[Records drawn from a dataset]

----

PR #897, opened 2017-09-11
[Testing] use test reflector instead of reflector.lbry.io

kaykurokawa:
Use a temporary test reflector (with head blob announce enabled) for clients to upload things to.


lyoshenka:
@kaykurokawa why is this in "needs review"?

Issue #908, opened 2017-09-20
Daemon refuses to start if DNS cannot resolve lbry.io domain


lyoshenka:
The error message says it cannot connect to the internet, but the truth is that it cannot connect to lbry.io because the DNS resolve failed. Internet connectivity check needs to be more robust.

----

TASK TO COMPLETE => Reply with the lines from the first line of the entries through the line that contains "Issue #908, opened 2017-09-20", repeated exactly with both ends kept, and with nothing else.

REPLY =>
PR #897, opened 2017-09-11
[Testing] use test reflector instead of reflector.lbry.io

kaykurokawa:
Use a temporary test reflector (with head blob announce enabled) for clients to upload things to.


lyoshenka:
@kaykurokawa why is this in "needs review"?

Issue #908, opened 2017-09-20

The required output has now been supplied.